Available records:
PR #325, opened 2025-12-31
feat(rate-limit): add dynamic per-organization concurrent request limits

PierreLeGuen:
## Summary

- Add configurable concurrent request limits per organization, replacing the hardcoded value of 64
- Limits are cached with 5-minute TTL to avoid database spam
- Add admin API endpoints for managing limits
- No migration needed (reuses existing `organizations.rate_limit` column)

## Changes

- Add `OrganizationConcurrentLimitRepository` trait for completions service
- Implement cached lookup for per-org limits in `CompletionServiceImpl`
- Add admin API endpoints:
  - `GET /v1/admin/organizations/{id}/concurrent-limit`
  - `PATCH /v1/admin/organizations/{id}/concurrent-limit`
- Add e2e tests for the new endpoints (9 tests)

## Behavior

- **Default**: 64 concurrent requests per org per model (unchanged)
- **Custom**: Set via admin API, stored in `organizations.rate_limit` column
- **Cache**: 5-minute TTL - changes propagate within 5 minutes
- **Fallback**: Uses default 64 if limit is NULL, 0, or on DB error

## API Usage

```bash
# Get current limit
GET /v1/admin/organizations/{org_id}/concurrent-limit

# Update limit (admin only)
PATCH /v1/admin/organizations/{org_id}/concurrent-limit
{ "concurrentLimit": 128 }

# Reset to default
PATCH /v1/admin/organizations/{org_id}/concurrent-limit
{ "concurrentLimit": null }
```

### DIFF
--- a/crates/services/src/completions/mod.rs
+++ b/crates/services/src/completions/mod.rs
@@ -18,8 +18,6 @@ use std::pin::Pin;
 use std::task::{Context, Poll};
 use std::time::{Duration, Instant};
 
-const DEFAULT_CONCURRENT_LIMIT: u32 = 64;
-
 const FINALIZE_TIMEOUT_SECS: u64 = 5;
 
 type FinalizeFuture = Pin<Box<dyn Future<Output = ()> + Send>>;
--- a/crates/api/src/lib.rs
+++ b/crates/api/src/lib.rs
@@ -1070,11 +1070,11 @@ pub fn build_admin_routes(
             axum::routing::patch(update_organization_limits),
         )
         .route(
-            "/admin/organizations/{organization_id}/limits/history",
+            "/admin/organizations/{org_id}/limits/history",
             axum::routing::get(get_organization_limits_history),
         )
         .route(
-            "/admin/organizations/{organization_id}/concurrent-limit",
+            "/admin/organizations/{org_id}/concurrent-limit",
             axum::routing::patch(update_organization_concurrent_limit)
                 .get(get_organization_concurrent_limit),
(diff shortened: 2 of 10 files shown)


crates/services/src/completions/mod.rs
```diff
@@ -432,9 +446,34 @@ impl CompletionServiceImpl {
...
+            .get_with(organization_id, async move {
+                match repo.get_concurrent_limit(organization_id).await {
+                    Ok(Some(limit)) if limit > 0 => limit,
+                    Ok(_) => default_limit, // Use default if NULL or 0
+                    Err(e) => {
+                        tracing::warn!(
+                            organization_id = %organization_id,
+                            error = %e,
+                            "Failed to fetch org concurrent limit, using default"
+                        );
```
henrypark133: Not sure how many different organization we have right now, but this warn log might be somewhat noisy if there is no limit set for a large subset of the organization that have somewhat consistent traffic.

I wonder if this will set off alarms or if datadog is only configured to alarm on error logs.

crates/services/src/completions/mod.rs
```diff
@@ -544,13 +586,13 @@ impl CompletionServiceImpl {
 
         loop {
             let current = counter.load(Ordering::Acquire);
-            if current >= self.concurrent_limit {
+            if current >= limit {
```
think-in-universe: Please notice that the actual concurrent limit can be doubled if we're deploying two cloud-api instances.

PR #3162, opened 2025-12-11
task

iryna-knyzh:


iryna-knyzh:
@mateacademy-ai-mentor 
There's no such requirements

PR #3198, opened 2026-01-22
Solution

Br0No:
https://br0no.github.io/react_dynamic-list-of-goods/


src/api/goods.ts
```diff
@@ -8,9 +8,11 @@ export function getAll(): Promise<Good[]> {
 }
 
 export const get5First = () => {
-  return getAll().then(goods => goods); // sort and get the first 5
+  return getAll().then(goods =>
+    goods.sort((a, b) => a.name.localeCompare(b.name)).slice(0, 5),
```
TetianaSobolieva: The sort() method mutates the array in place. Better for example: [...goods].sort(...)

TetianaSobolieva (approved):
Good Job! 
the sort() method mutates the array directly. It is better to use [...goods].sort(...) or toSorted()

PR #3203, opened 2026-01-22
added solution

Demtar23:
[DEMO LINK](https://Demtar23.github.io/react_dynamic-list-of-goods/) added fixed link


SergiyKusiy (changes requested):
The code seems to be ok, but Demo Link doesn't work! Please fix this
image

PR #3205, opened 2026-01-22
first

akhvarastyan-web:
[DEMO LINK](https://akhvarastyan-web.github.io/react_dynamic-list-of-goods/)


src/api/goods.ts
```diff
@@ -7,10 +7,14 @@ export function getAll(): Promise<Good[]> {
   return fetch(API_URL).then(response => response.json());
 }
 
-export const get5First = () => {
-  return getAll().then(goods => goods); // sort and get the first 5
+export const get5First = (): Promise<Good[]> => {
+  return getAll().then(goods => {
+    return goods.sort((a, b) => a.name.localeCompare(b.name)).slice(0, 5);
```
dmytro-halieba, line 22: The API request does not handle possible errors, which violates checklist item #3 (API). If getAll() fails, the promise rejection is not handled, and this may lead to unstable or unpredictable behavior in the application. Error handling should be added (for example, using .catch) to ensure the function always returns a safe and predictable result.

src/GoodsList.tsx
```diff
@@ -8,7 +8,7 @@ type Props = {
 export const GoodsList: React.FC<Props> = ({ goods }) => (
   <ul>
     {goods.map(good => (
```
dmytro-halieba, line 10: Additionally, the GoodsList component does not apply any rendering optimization techniques, which violates checklist item #1 (Code Knowledge). Since this component is purely driven by props and renders a list, it should be wrapped with React.memo to prevent unnecessary re-renders when the goods prop has not changed. This optimization becomes especially important as the list grows or when the parent component re-renders frequently.

dmytro-halieba (changes requested):
Good job so far! Your application works flawlessly, but I’m requesting changes due to the code violating several points in the checklist. Please fix the commented sections, and you should be able to pass it with ease.

src/GoodsList.tsx
akhvarastyan-web: thanks for the comments. If you can, please send me a link to the checklist (Knowledge of Code). I can't find such an item. I would be very grateful

PR #3308, opened 2026-04-08
Implement loading the list of goods

Dianaeva:
[DEMO LINK](https://dianaeva.github.io/react_dynamic-list-of-goods/)


polosanya (approved):

src/App.tsx
```diff
@@ -1,27 +1,97 @@
...
+import { Loader } from './components/Loader';
+
+const getData = (filter: GoodsFilter) => {
+  switch (filter) {
+    case 'all':
+      return getAll();
+    case 'first-five':
+      return get5First();
+    case 'red':
+      return getRedGoods();
```
polosanya, line 16: Don't forget to add default case. Also, better use Enum instead of hardcode cases

PR #3334, opened 2026-05-01
Complete Goodlist implementation with dinamic colors

RVDotsenko:
[DEMO LINK](https://RVDotsenko.github.io/react_dynamic-list-of-goods/)


brespect (changes requested):
Good progress, but your DEMO LINK is not working

PR #3352, opened 2026-05-12
feat: implement dynamic list of goods

linska:
[demo](https://linska.github.io/react_dynamic-list-of-goods/)


dothearts (approved):
Approved!

PR #3363, opened 2026-05-15
finished task

Evgeniy45:
DEMO - https://evgeniy45.github.io/react_dynamic-list-of-goods/


src/App.tsx
```diff
@@ -1,27 +1,42 @@
...
+        Load 5 first goods
+      </button>
 
-    <GoodsList goods={[]} />
-  </div>
-);
+      <button
+        type="button"
+        data-cy="red-button"
+        onClick={() => getRedGoods().then(setGoods)}
```
dothearts, line 34: In this case, you skip the catch case. 
For this moment, it's okay. In future cases, write a catch in all places where you can get an error.

dothearts (approved):

PR #1326, opened 2020-05-11
Add tuples to language

danobi:
This PR adds tuple support to the bpftrace language.

Tuples are useful for a couple of reasons:
* There is already a way to associate multiple values to a map key
(`@[1,2] = 3`) which is useful. Likewise, it would be very useful to
associate multiple values with a map value (ie `@[1] = (2,3)`).
Scripts currently work around this by using multiple maps. That's
fine but it'd be nicer to have the language support common use
cases.
* Tuples provide a way to structure data together in output.
Especially for distributed tracing, one common feature request is
to have multiple pieces of data appear as one "row" in wherever
the data is collected. You could work around this by using `printf`
and requiring a certain format (like CSV), but that's not very
reliable and can be easily broken by typos.

This PR allows stuff like the following:
```
$t = (1, 2, "string");
printf("%d %d %s\n", $t.0, $t.1, $t.2);

@m = ("str", (1, 2));
printf("%s %d %d\n", @m.0, @m.1.0, @m.1.1);
print(@m);
```

I'd rather get this proof of concept out to get feedback first, so
still on the todo list:
- [x] `print()`ing tuples
  * so stuff like `@ = (1,2); print(@);` comes out correctly
- [ ] modifying a tuple after creation (probably for another PR)
  * is this even desired? for example python tuples are immutable
  * would look something like: `$t = (0,1); $t.0 = 5;`

##### Checklist

### DIFF
--- a/src/ast/codegen_llvm.cpp
+++ b/src/ast/codegen_llvm.cpp
@@ -26,7 +26,7 @@ namespace {
 bool shouldBeOnStackAlready(SizedType &type)
 {
   return type.IsStringTy() || type.IsBufferTy() || type.IsInetTy() ||
-         type.IsUsymTy();
+         type.IsUsymTy() || type.IsTupleTy();
 }
 } // namespace
 
@@ -1311,12 +1311,25 @@ void CodegenLLVM::visit(Ternary &ternary)
 void CodegenLLVM::visit(FieldAccess &acc)
 {
   SizedType &type = acc.expr->type;
-  assert(type.IsCastTy() || type.IsCtxTy());
+  assert(type.IsCastTy() || type.IsCtxTy() || type.IsTupleTy());
   acc.expr->accept(*this);
 
   if (type.is_kfarg)
   {
     expr_ = b_.CreatKFuncArg(ctx_, acc.type, acc.field);
+    return;
+  }
+  else if (type.IsTupleTy())
+  {
+    Value *src = b_.CreateGEP(expr_,
+                              { b_.getInt32(0), b_.getInt32(acc.index) });
+    SizedType &elem_type = type.tuple_elems[acc.index];
+
+    if (shouldBeOnStackAlready(elem_type))
+      expr_ = src;
+    else
+      expr_ = b_.CreateLoad(b_.GetType(elem_type), src);
+
     return;
   }
 
@@ -1477,9 +1490,31 @@ void CodegenLLVM::visit(Cast &cast)
   }
 }
 
-void CodegenLLVM::visit(Tuple &tuple __attribute__((unused)))
+void CodegenLLVM::visit(Tuple &tuple)
 {
-  // XXX implement
+  // Store elements on stack
+  llvm::Type *tuple_ty = b_.GetType(tuple.type);
+  AllocaInst *buf = b_.CreateAllocaBPF(tuple_ty, "tuple");
+  for (size_t i = 0; i < tuple.elems->size(); ++i)
+  {
+    Expression *elem = tuple.elems->at(i);
+    elem->accept(*this);
+
+    Value *dst = b_.CreateGEP(buf, { b_.getInt32(0), b_.getInt32(i) });
+
+    if (shouldBeOnStackAlready(elem->type))
+    {
+      b_.CREATE_MEMCPY(dst, expr_, elem->type.size, 1);
+      if (!elem->is_variable && dyn_cast<AllocaInst>(expr_))
+        b_.CreateLifetimeEnd(expr_);
+    }
+    else
+    {
+      b_.CreateStore(expr_, dst);
+    }
+  }
+
+  expr_ = buf;
 }
 
 void CodegenLLVM::visit(ExprStatement &expr)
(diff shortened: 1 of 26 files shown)


src/parser.yy
```diff
@@ -314,10 +314,17 @@ expr : int                                      { $$ = $1; }
      | MINUS expr                               { $$ = new ast::Unop(token::MINUS, $2, @1); }
      | MUL  expr %prec DEREF                    { $$ = new ast::Unop(token::MUL,  $2, @1); }
      | expr DOT ident                           { $$ = new ast::FieldAccess($1, $3, @2); }
+     | expr DOT INT                             { $$ = new ast::FieldAccess($1, $3, @3); }
```
fbs, line 317: For the parser  I think  `map_or_var DOT INT` makes more sense here.  The downside is the error it generates

```
stdin:1:9-16: ERROR: syntax error, unexpected integer
i:s:1 { (1+2).2 }
        ~~~~~~~
```

Although I don't like the current one that much either:

```
stdin:1:9-16: ERROR: Can not access field '' on expression of type 'int64'
i:s:1 { (1+2).2 }
        ~~~~~~~
```

src/ast/codegen_llvm.cpp
```diff
@@ -1273,14 +1273,32 @@ void CodegenLLVM::visit(Ternary &ternary)
...
     return;
   }
+  else if (type.type == Type::tuple)
+  {
+    // Get offset to start of the indexed element
+    size_t offset = 0;
+    for (ssize_t i = 0; i < acc.index; ++i)
+      offset += type.tuple_elems[i].size;
+
+    Value *src = b_.CreateAdd(expr_, b_.getInt64(offset));
```
fbs, line 1292: I  wonder if llvm will be happier and codegen simpler if we emit  a struct for  each tuple. These  5 lines of codegen could then be replaced a single CreateGEP as llvm does the offset math.

src/output.cpp
```diff
@@ -305,6 +318,39 @@ void TextOutput::attached_probes(uint64_t num_probes) const
...
+
+  for (const SizedType &elemtype : ty.tuple_elems)
+  {
+    if (first)
+      first = false;
+    else
+      ret += ", ";
+
+    std::vector<uint8_t> elem_value(value.begin() + offset,
+                                    value.begin() + offset + ty.size);
```
mmisono, line 339:
```suggestion
                                    value.begin() + offset + elemtype.size);
```
AddressSanitizer detects heap-buffer-overflow.

mmisono:
Can we have a more user-friendly error message?
```
% ./src/bpftrace -e 'kprobe:vfs_read { @bytes[comm] = (avg(arg2), sum(arg2)); }'
stdin:1:34-44: ERROR: avg() should be assigned to a map
kprobe:vfs_read { @bytes[comm] = (avg(arg2), sum(arg2)); }
                                 ~~~~~~~~~~
stdin:1:46-55: ERROR: sum() should be assigned to a map
kprobe:vfs_read { @bytes[comm] = (avg(arg2), sum(arg2)); }
                                             ~~~~~~~~~
```

src/parser.yy
danobi: I think this would bread nested tuple indexing:
```
[  FAILED  ] basic.basic tuple
        Command: ../src/bpftrace -e 'BEGIN { $v = 99; $t = (0, 1, "str", (5, 6), $v); printf("%d %d %s %d %d %d\n", $t.0, $t.1, $t.2, $t.3.0, $t.3.1, $t.4); exit(); }'
        Expected: 0 1 str 5 6 99
        Found: stdin:1:98-104: ERROR: syntax error, unexpected integer
BEGIN { $v = 99; $t = (0, 1, "str", (5, 6), $v); printf("%d %d %s %d %d %d\n", $t.0, $t.1, $t.2, $t.3.0, $t.3.1, $t.4); exit(); }
```

src/ast/codegen_llvm.cpp
danobi: Ok, I'll take a look

src/output.cpp
danobi: Nice catch

src/parser.yy
danobi: I think I can make the error message better too

danobi:
> Can we have a more user-friendly error message?

I added the word "directly". Now it's:

```
# bpftrace -e 'kprobe:vfs_read { @bytes[comm] = (avg(arg2), sum(arg2)); }'
stdin:1:34-44: ERROR: avg() should be directly assigned to a map
kprobe:vfs_read { @bytes[comm] = (avg(arg2), sum(arg2)); }
                                 ~~~~~~~~~~
stdin:1:46-55: ERROR: sum() should be directly assigned to a map
kprobe:vfs_read { @bytes[comm] = (avg(arg2), sum(arg2)); }
```

I thought about adding a hint like "Is the call value being used in a tuple?" but I worry about making the common case more confusing. I feel like more people will do things like `$v = avg($asdf)` than `$v = (avg($asdf), "string")`.

src/ast/codegen_llvm.cpp
danobi: Done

What to work on:
Report how many lines in the data include the string "common", giving nothing but that number.

Finished exercise:
3